The first feelings that assailed A were anger and abhorrence toward a foreign body that has imposed itself, irritation and perplexity at having his territory encroached on illegally. But he decided to try and wait things out in silence for the time being.

Anyway, he thought the neighborhood busybody, nagging about the garbage disposal or who knows what, would take action. But there was no sign that anybody was about to handle the matter. 

Unable to put up with the situation any longer, he complained to the janitor of the apartment building; but in vain. The box man was only visible from A’s window, and anyone who could manage not to be seen would not deliberately move. As frequently as possible everybody pretended not to sec him.

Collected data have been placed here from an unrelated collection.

PR #373, opened 2025-02-06
RET manfiest classification update

GhenadieVP:
Update to use new RET manifest summary models.

For now just mapped new models to current Sargon structure with the intent to reduce the number of changes as much as possible.

A followup PR will add additional fields/models to Sargon's ManifestSummary/ExecutionSummary to make use of new RET summary surfaced information.


crates/crypto/addresses/src/address/resource_address.rs
```diff
@@ -38,6 +38,20 @@ impl ResourceAddress {
     }
 }
 
+impl TryFrom<(ScryptoManifestResourceAddress, NetworkID)> for ResourceAddress {
+    type Error = CommonError;
+    fn try_from(
+        value: (ScryptoManifestResourceAddress, NetworkID),
```
Sajjon, line 44: an alternative spelling is: `(address, network): (ScryptoManifestResourceAddress, NetworkID)` which I've started to use

crates/transaction/models/src/low_level/manifest_encountered_component_address.rs
```diff
@@ -10,20 +10,19 @@ address_union!(
...
+                let (address, network_id) = value;
 
                 $(
-                    if let Ok(address) = <$address_type>::try_from((global_address, network_id)) {
+                    if let Ok(address) = <$address_type>::try_from(value) {
                         return Ok(ManifestEncounteredComponentAddress::$variant(address));
                     }
                 )*
-
                 Err(CommonError::FailedToCreateAddressFromGlobalAddressAndNetworkID {
```
Sajjon, line 24: Maybe rename the error to `FailedToCreateAddressFromManifestAddressAndNetworkID { address: address.to_string() }` or `to_hex`

Cargo.toml
```diff
@@ -370,6 +370,7 @@ iso8601-timestamp = { version = "0.2.16", default-features = false, features = [
 ] }
 
 itertools = { version = "0.12.0", default-features = true }
+either = { version = "1.13.0", default-features = false }
```
CyonAlexRDX, line 373: Im really not a fan of `Either` as `::Left` gives zero glue as to what it is. Can we create a custom enum instead?

crates/transaction/models/src/low_level/execution_summary/execution_summary.rs
```diff
@@ -30,6 +30,23 @@ where
         .collect::<HashMap<L, U>>()
 }
 
+pub(crate) fn filter_try_to_hashmap_network_aware_key<K, V, L, U>(
+    values: impl IntoIterator<Item = (K, V)>,
+    network_id: NetworkID,
+) -> HashMap<L, U>
```
CyonAlexRDX, line 36: should we return `IndexMap` instead for stable sorting helpful when debugging?

crates/transaction/models/src/low_level/execution_summary/execution_summary.rs
```diff
@@ -79,7 +96,7 @@ pub struct ExecutionSummary {
 
     /// The set of instructions encountered in the manifest that are reserved
     /// and can only be included in the manifest by the wallet itself.
-    pub reserved_instructions: Vec<ReservedInstruction>,
+    pub reserved_instructions: IndexSet<ReservedInstruction>,
```
CyonAlexRDX, line 99: 👍 ah nice with `IndexSet`! post break out UniFFI allows us to do this, excellent!

Cargo.toml
GhenadieVP: I am using Either as it is part of iter `partition_map` API, might need to revisit then that implementation. Either is good for temporary types, similar to tuples.

crates/transaction/models/src/low_level/execution_summary/execution_summary.rs
GhenadieVP: yeah right, may be a good time to use IndexMap instead of HashMap where possible

crates/transaction/models/src/low_level/transaction_classes/detailed_manifest_class.rs
```diff
@@ -146,142 +154,214 @@ impl From<(RetDetailedManifestClass, NetworkID)> for DetailedManifestClass {
...
+                        ResourceAddress::try_from((resource, n));
+                    let update = ResourcePreferenceUpdate::from(v);
+                    if let (Ok(account_address), Ok(resource_address)) =
+                        (account_address, resource_address)
+                    {
+                        acc.entry(account_address)
+                            .or_default()
+                            .insert(resource_address, update);
+                    };
+                    acc
```
CyonAlexRDX, line 320: if any is err. we effectively filter it out without error? should be log at least?

crates/transaction/models/src/low_level/transaction_classes/detailed_manifest_class.rs
```diff
@@ -146,142 +154,214 @@ impl From<(RetDetailedManifestClass, NetworkID)> for DetailedManifestClass {
...
+        ) = output
+            .authorized_depositor_updates
+            .into_iter()
+            .filter_map(|((account, manifest_resource), op)| {
+                let account_address =
+                    AccountAddress::try_from((account, n)).ok()?;
+                let resource =
+                    ResourceOrNonFungible::try_from((manifest_resource, n))
+                        .ok()?;
+                Some(((account_address, resource), op))
```
CyonAlexRDX, line 336: log if err?

CyonAlexRDX (approved):
Great job! nothing major at all

crates/transaction/models/src/low_level/transaction_classes/detailed_manifest_class.rs
GhenadieVP: This can fail only if there are named manifest addresses, which now are simply ignored.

Finally A went to the police box himself. When the bored officer told him to fill out a damage report, A said that for the first time he experienced something similar to fear.

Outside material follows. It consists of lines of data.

PR #374, opened 2025-02-06
Add shield for display API

giannis-rdx:
This PR is the last part of the [ABW-4146](https://radixdlt.atlassian.net/browse/ABW-4146).

It adds an API to 
- get entities linked to a given security structure
- get shields for display

[ABW-4146]: https://radixdlt.atlassian.net/browse/ABW-4146?atlOrigin=eyJpIjoiNWRkNTljNzYxNjVmNDY3MDlhMDU5Y2ZhYzA5YTRkZjUiLCJwIjoiZ2l0aHViLWNvbS1KU1cifQ


crates/profile/logic/logic_SPLIT_ME/src/logic/profile_network/profile_network_entities_linked_to_security_structure.rs
```diff
@@ -0,0 +1,44 @@
...
+    ) -> Result<EntitiesLinkedToSecurityStructure>;
+}
+
+impl ProfileNetworkQueryEntitiesLinkedToSecurityStructure for ProfileNetwork {
+    /// Returns the entities linked to a given `SecurityStructure` on the current `ProfileNetwork`.
+    fn entities_linked_to_security_structure(
+        &self,
+        shield_id: SecurityStructureID,
+    ) -> Result<EntitiesLinkedToSecurityStructure> {
+        let accounts = self
```
CyonAlexRDX, line 16: nit: does this work:

```rust
fn filter<E>(entity: &E) -> bool where E:  HasSecurityState { entity.is_linked_to_security_structure(shield_id) }
```
and then `.filter(filter)` in the four places below.

or does compiler complain about `shield_id` being captured?

can you do `let filter = |entity: &(impl HasSecurityState)| { .. }; ? or does that not work?

mostly curiuos...

crates/profile/models/base-entity/src/base_entity/has_security_state.rs
```diff
@@ -52,4 +52,37 @@ pub trait HasSecurityState: HasFactorInstances + IsSecurityStateAware {
...
+            EntitySecurityState::Securified { value } => {
+                if let Some(
+                    ProvisionalSecurifiedConfig::FactorInstancesDerived {
+                        value: provisional_security_structure,
+                    },
+                ) = &value.provisional_securified_config
+                {
+                    return provisional_security_structure
+                        .security_structure_id
+                        == shield_id;
```
CyonAlexRDX, line 82: undefined behaviour here... if the provisional is different, then we return `false` here, even though the actual ("committed") **is** linked. So you need to doc this method what is it suppose to do? what does `linked` mean? I think linked means "provisionally_referenced_or_de_facto_in_use" ?

crates/profile/logic/logic_SPLIT_ME/src/logic/profile_network/profile_network_entities_linked_to_security_structure.rs
matiasbzurovski: [this ](https://github.com/radixdlt/sargon/blob/main/crates/profile/logic/logic_SPLIT_ME/src/logic/profile_network/profile_network_entities_linked_to_factor_source.rs#L18-L24) might help as guide

crates/uniffi/uniffi_SPLIT_ME/src/profile/supporting_types/shield_for_display.rs
danvleju-rdx, line 1: Missing module declaration in mod.rs file

crates/uniffi/uniffi_SPLIT_ME/src/system/sargon_os/sargon_os_entities_linked_to_security_structure.rs
danvleju-rdx, line 1: Missing module declaration in mod.rs file

crates/system/os/factors/src/sargon_os_security_structures.rs
```diff
@@ -185,6 +193,63 @@ impl OsSecurityStructuresQuerying for SargonOS {
...
+                let profile_network = specific_profile
+                    .networks
+                    .get_id(NetworkID::Mainnet)
+                    .ok_or(CommonError::Unknown)?;
+                profile_network.entities_linked_to_security_structure(shield_id)
+            }
+        }
+    }
+
+    async fn get_shields_for_display(&self) -> Result<ShieldsForDisplay> {
```
danvleju-rdx, line 217: Should be UNIFFI exported, right?

crates/profile/logic/logic_SPLIT_ME/src/logic/profile_network/profile_network_entities_linked_to_security_structure.rs
CyonAlexRDX: DRY 

But only truly helps IMO if one can pass `.filter(filter)` which is possible in Swift, but trickier in Rust since the fn or closure captures the `shield_id` variable

crates/profile/models/base-entity/src/base_entity/has_security_state.rs
Sajjon: I would actually split this into three methods:

```rust
trait HasSecurityState {
fn is_currently_or_provisionally_securified_with(&self, shield_id: SecurityStructureID) {
    self.is_currently_securified_with(shield_id) || self.is_provisionally_securified_with(shield_id)
}

fn is_currently_securified_with(&self, shield_id: SecurityStructureID) {
    self.security_state().as_securified().map(|s| s.shield_id == shield_id).unwrap_or(false)
}

fn is_provisionally_securified_with(&self, shield_id: SecurityStructureID) {
    self.provisional_security_config().map(|s| s.shield_id() == shield_id).unwrap_or(false)
}
}
```

```
impl ProvisionalSecurityConfig {
    fn shield_id(&self) -> bool {
       match self { ... }
    }
}
```

crates/profile/models/app-preferences/src/shield_for_display.rs
```diff
@@ -0,0 +1,96 @@
...
+    Eq,
+    Clone,
+    Hash,
+    derive_more::Display,
+)]
+#[serde(rename_all = "camelCase")]
+#[display("{}", self.metadata.display_name)]
+pub struct ShieldForDisplay {
+    pub metadata: SecurityStructureMetadata,
+    pub number_of_linked_accounts: usize,
```
Sajjon, line 45: this can probably be put in `profile-logic` crate. it is not a model used by **the Profile**.

crates/profile/models/base-entity/src/base_entity/has_security_state.rs
Sajjon: @giannis-rdx furthermore, this should be in `profile-logic` crate. **All Profile logic goes into `profile-logic` crate** :)

crates/profile/models/profile_SPLIT_ME/src/v100/entities_linked_to_security_structure/entities_linked_to_security_structure.rs
```diff
@@ -0,0 +1,72 @@
+use crate::prelude::*;
+
+/// This is the result of checking what entities are linked to a given `SecurityStructure`.
+#[derive(Clone, Debug, PartialEq)]
+pub struct EntitiesLinkedToSecurityStructure {
```
Sajjon, line 5: Not **Profile model** so move to `profile-logic` crate I think.

Sajjon: Furthermore, this model does not contain **which Shield ID**, which looks like an oversight! If you include it the code later can be more functional.

crates/system/os/factors/src/sargon_os_security_structures.rs
```diff
@@ -185,6 +193,63 @@ impl OsSecurityStructuresQuerying for SargonOS {
...
+        let mut shields_for_display = ShieldsForDisplay::new();
+        for security_structure in security_structures.iter() {
+            let linked_entities = self
+                .entities_linked_to_security_structure(
+                    security_structure.id(),
+                    ProfileToCheck::Current,
+                )
+                .await?;
+
+            shields_for_display.insert(ShieldForDisplay {
```
Sajjon, line 230: Should use constructor `ShieldForDisplay::new` also prefer functional:

```rust
let security_structures = self.security_structures_of_factor_source_ids()?;
let shields_for_display = security_structures
    .iter()
    .map(|shield| shield.metadata) 
    .map(|metadata| self.entities_linked_to_security_structure(metadata))
    .map(ShieldForDisplay::new)
    .collect::<ShieldsForDisplay>();

Ok(shields_for_display)
```

which I think is much more clean

Sajjon (commented):
Great first start! Some crate admin needed. Logic into logic :)

crates/profile/models/base-entity/src/base_entity/has_security_state.rs
GhenadieVP: > if the provisional is different, then we return false here, even though the actual ("committed") is linked

That is the behaviour we want, or at least agreed to - if an account has a provisional shield set, then that is shown throughout the app. What you are proposing implies showing users that an account is linked to two shields at the same time, no?

crates/profile/logic/logic_SPLIT_ME/src/logic/profile_network/profile_network_entities_linked_to_security_structure.rs
```diff
@@ -0,0 +1,44 @@
...
+pub trait ProfileNetworkQueryEntitiesLinkedToSecurityStructure {
+    fn entities_linked_to_security_structure(
+        &self,
+        shield_id: SecurityStructureID,
+    ) -> Result<EntitiesLinkedToSecurityStructure>;
+}
+
+impl ProfileNetworkQueryEntitiesLinkedToSecurityStructure for ProfileNetwork {
+    /// Returns the entities linked to a given `SecurityStructure` on the current `ProfileNetwork`.
+    fn entities_linked_to_security_structure(
```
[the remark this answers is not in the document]
giannis-rdx: but it is in the profile-logic crate, isn't it? 
It is in the same directory with the `profile_network_entities_linked_to_factor_source`

crates/profile/models/app-preferences/src/shield_for_display.rs
giannis-rdx: I agree with you on that. 
However, the **reasons** I placed it there are as follows:
1. there is already an existing `account_for_display` which also is not used by the `Profile`. For consistency, I added `shield_for_display` here.
2. I am not sure where exactly I should place it in the `profile-logic` crate. We do not have a `model` directory there... Oops! model ≠ logic :/

Sajjon: `account_for_display` should be moved to `profile-logic` too. :)  The "logic" in `profile-logic` does not mean "cannot contain structs or enums". It means "here is code that DOES stuff using models from Profile models crate OR using models declared in this crate". Where as profile model crates should as much as possible just be the Serde impl of Profile model. Without logic. Why? Well since we **might need to migrate v100 Profile to v101 Profile someday** and then we need to copy paste all profile models and do some `trait IntoLatest` and impl that for v100 models. But we **should not** duplicate logic, neither should the logic operate on `v100` models then, only `v101` models.

giannis-rdx: ok where do you think we should place it in `profile-logic`?
under `app_preferences`?
or create a new directory `security_structures` and place it there?

crates/profile/models/profile_SPLIT_ME/src/v100/entities_linked_to_security_structure/entities_linked_to_security_structure.rs
giannis-rdx: >Not Profile model so move to profile-logic crate I think.

now that i see this then better to have a `security_structures` in profile-logic crate and place the `EntitiesLinkedToSecurityStructure` and `ShieldForDisplay` there.

right?

crates/profile/models/base-entity/src/base_entity/has_security_state.rs
Sajjon: @GhenadieVP my point is that `is_linked` is too broad a term. so the method should be renamed and it should it should be documented.

crates/profile/logic/logic_SPLIT_ME/src/logic/profile_network/profile_network_entities_linked_to_security_structure.rs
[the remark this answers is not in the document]
Sajjon: oh my bad, yes in correct crate :) I

crates/profile/models/app-preferences/src/shield_for_display.rs
Sajjon: fine to have it in `app_preferences` I think, since that is where the shield ids are stored.

crates/profile/models/profile_SPLIT_ME/src/v100/entities_linked_to_security_structure/entities_linked_to_security_structure.rs
Sajjon: sure

giannis-rdx: [done](https://github.com/radixdlt/sargon/pull/374/commits/f1daea94e2b0a784135f74d55cc18b6a0f1f81cf)

crates/profile/models/app-preferences/src/shield_for_display.rs
giannis-rdx: [done](https://github.com/radixdlt/sargon/pull/374/commits/f1daea94e2b0a784135f74d55cc18b6a0f1f81cf)

crates/system/os/factors/src/sargon_os_security_structures.rs
giannis-rdx: although I updated the `EntitiesLinkedToSecurityStructure` struct by adding the  `metadata: SecurityStructureMetadata`, this functional code doesn't work because `map` doesn't support `async`

Unless there is another way that I am not aware of.

crates/profile/models/profile_SPLIT_ME/src/v100/entities_linked_to_security_structure/entities_linked_to_security_structure.rs
giannis-rdx: >Furthermore, this model does not contain which Shield ID, which looks like an oversight! If you include it the code later can be more functional.
>If you include the SecurityStructureMetadata ...

if I include the `SecurityStructureMetadata` in the `EntitiesLinkedToSecurityStructure`, I need:
- **either** update the API 
```
pub async fn entities_linked_to_security_structure(
        &self,
        metadata: SecurityStructureMetadata, // from shield_id: SecurityStructureID
        profile_to_check: ProfileToCheck,
    )
// so I can pass the metadata all the way down to build the `EntitiesLinkedToSecurityStructure` struct.
```
- **or** leave the API as it is with `shield_id: SecurityStructureID` and internally fetch the `SecurityStructureMetadata`.

I think the latter is more appropriate. 
what do you think @CyonAlexRDX ?

crates/system/os/factors/src/sargon_os_security_structures.rs
Sajjon: @giannis-rdx you should be able to use `futures::future::join_all`, so:

```rust
let security_structures = self.security_structures_of_factor_source_ids()?;
let shields_for_display = security_structures
    .iter()
    .map(|shield| shield.metadata) 
    .map(|metadata| self.entities_linked_to_security_structure(metadata, ProfileToCheck::Current))
    .map(ShieldForDisplay::new)

let shields_for_display = futures::future::join_all(shields_for_display)
     .await
    .collect::<ShieldsForDisplay>();

Ok(shields_for_display)
```

I think that should work.

See [join_all](https://docs.rs/futures/latest/futures/future/fn.join_all.html), which does preserve order:
> The returned future will drive execution for all of its underlying futures, collecting the results into a destination Vec<T> in the same order as they were provided.

giannis-rdx: no it doesn't work. I get a couple of errors:
```
function is expected to take 1 argument, but it takes 5 arguments
.map(ShieldForDisplay::new);

Vec<_> is not an iterator
   --> crates/system/os/factors/src/sargon_os_security_structures.rs:262:14
    |
260 |           let shields_for_display = futures::future::join_all(shields_for_display)
```

giannis-rdx: the only way to make it work is this:

```rust
let security_structures = self.security_structures_of_factor_source_ids()?;

        let shields_for_display_futures = security_structures.iter().map(|security_structure| {
                let metadata = security_structure.metadata.clone();

                async {
                    let linked_entities = self
                        .entities_linked_to_security_structure(
                            metadata.id,
                            ProfileToCheck::Current,
                        )
                        .await?;

                    Ok(ShieldForDisplay::new(
                        metadata,
                        linked_entities.accounts.len(),
                        linked_entities.hidden_accounts.len(),
                        linked_entities.personas.len(),
                        linked_entities.hidden_personas.len(),
                    ))
                }
            });

        let shields_for_display =
            futures::future::join_all(shields_for_display_futures)
                .await
                .into_iter()
                .collect::<Result<ShieldsForDisplay>>()?;

        Ok(shields_for_display)
    }
```

which is quite ugly.

giannis-rdx: I think I will stick to my original solution.

CyonAlexRDX (approved):
LGTM! Hope `join_all` works as I thought, else lets skip it.

crates/system/os/factors/Cargo.toml
```diff
@@ -32,3 +32,4 @@ preinterpret = { workspace = true }
 pretty_assertions = { workspace = true }
 serde = { workspace = true }
 serde_json = { workspace = true }
+futures = "0.3.31"
```
CyonAlexRDX, line 35: Use workspace, always

danvleju-rdx (approved):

“Look here”, the officer had snapped. “I suppose you made it clear he was to get out”.

There was nothing for A to do but take action himself. On the way home from the police box he stopped at a friend’s house and borrowed an air rifle. 

Once back in his room, he had a cigarette and calmed down; then he looked directly out the window, and as he did so the box man turned the observation slit of the box straight toward him. There were scarcely three or four yards between them. As if perceiving A’s inner confusion, the box tilted, and the semi opaque vinyl curtain over the window divided vertically in two. 

From within, an indistinct whitish eye was firmly fixed on him. A felt a rush of blood go to his head. He flung open the window, and loading the gun, took aim.

And I guess I’ve upped the ante on your curiosity quotient, at the most appropriate cliffhanger-ish point right at the opening pages!